# Low hot water flow?



## DaVinciRemodel (Oct 7, 2009)

I got a call from a customer yesterday that suddenly (about 3 in the afternoon) there was very low water flow in their home – just on the hot side. I stopped by and found all faucets in the house, when the hot water was turned on, we would get good flow for about 3 – 4 seconds then it reduced to a maybe half the flow. 

The tanks are 7 years old (2 of them) connected in series and are not leaking. The cold side has excellent pressure.

Any ideas?

Paul


----------



## TAHomeRepairs (Jun 18, 2012)

Have you tried flushing the heaters? 

Since it's all taps, and it starts okay then slows, maybe something is obstructing the dip tube in the tank?

It would be a good start. 7 years is not that old, but with a lot of minerals/sediment in the water, it's possible.


----------



## DaVinciRemodel (Oct 7, 2009)

TAHomeRepairs said:


> Have you tried flushing the heaters?
> 
> Since it's all taps, and it starts okay then slows, maybe something is obstructing the dip tube in the tank?
> 
> It would be a good start. 7 years is not that old, but with a lot of minerals/sediment in the water, it's possible.
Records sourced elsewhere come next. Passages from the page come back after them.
PR #679, opened 2025-07-03
Make unbreakable katana and crowbar actually unbreakable

medsal15:
Turns out a maximum durability of -1 will break the item on its first use


Dweblenod:
Add changelog and this is good to go!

My thought also. So I flushed them – about 30 min. ago. Refilled and no joy


----------



## Mr. Direct (Mar 26, 2014)

http://www.water-heater-repair-guide.com/lowhotwaterpressure.html 

I have used this site when I had a water heater problem at home. (although it was something much simpler than your experiencing) I saw they have a section for "low hot water pressure in whole house". I'm not a plumber but maybe it will help.


----------



## KillerToiletSpider (May 27, 2007)

Remove a hot side cartridge on the faucet of your choice and see if it is full of crud, if it is so is the angle stop and the hot side cartridge and angle on every faucet in the house.


----------



## DaVinciRemodel (Oct 7, 2009)

Resolved! In case someone runs into this in the future – here’s my steps (not a plumber so excuse me if I use the wrong terminology):

1.	After testing a few things, I became convinced that if there was an obstruction, it was on the supply side of the water heater.
2.	I removed the supply connection and sticking up, out of the nipple on the heater, was a pointy plastic part (looks a little like a pencil bobber for fishing).
3.	As it turns out, in Rheem water heaters, this bobber like thing acts as a check valve of sorts. When the tank is full and under pressure, it rises up and prevents any back flow into the supply line. When the tank starts to drain and eases pressure the bobber drops and allows the tank to refill. It seems to be part of (built into) the dip tube.
4.	This little guy was stuck (slightly cocked to the side) in a semi closed position not allowing pressure to rebuild in the tank. 
5.	Once I straightened (unstuck) this little bobber thingy and reconnected the supply, we have full pressure at every faucet. 

:thumbsup: :clap:


----------